▶ Work order: Report how many lines in the listing below include the word "LINKED". Write nothing besides the number.

▶ Data to process:
PR #1867, opened 2016-07-26
Add 'objectAcl' Option to the S3 Storage Backend

### LINKED ISSUE #1730: S3 ACLs not persisted across accounts
I have instances running in "A" AWS Account and the bucket is in "B" AWS Account. The instance profile is configured to have full S3 access. The registry process is able to write the objects but the ACLs are not persisted resulting in the object having no permission even for the bucket owner. Instead of using the Instance profile if I use the Access/Secret key for account "B" the ALCs are persisted as the writes happens with the user from Account "B".

Am I missing something?

Registry Version - 2.4.0

### LINKED ISSUE #1865: Proposed Patch/Feature: Adding 'objectAcl' Option to the S3 Storage Backend
I am proposing adding [Canned Object ACL](http://docs.aws.amazon.com/AmazonS3/latest/dev/acl-overview.html) options to the S3 Storage Backend. 

This solves problems such as #1730, where a docker registry in A uses cross-account IAM permissions to write into a bucket owned by B. This results in B not being able to read from the files from A and causing weird problems for the registry, such as being able to list a certain repository (B can still list A's files) but not pull from it.

I have a proposed patch at https://github.com/frankchn/distribution/tree/frankchn/add-objectacl-to-s3

frankchn:
Adds `objectAcl` as a new option for the S3 storage backend to allow registry operators to specify a canned object ACL for each object stored in S3. 

This solves the issue where a registry in AWS Account A is set to use an S3 bucket owned by AWS Account B. By default, all objects are set to `private`, which means that Account B cannot view or modify the uploaded files in their own bucket. If the object ACL option is set to `bucket-owner-full-control` on the registry, then there would be no problem.

closes #1865 
closes #1730

### DIFF
--- a/docs/storage-drivers/s3.md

▶ Your response: 2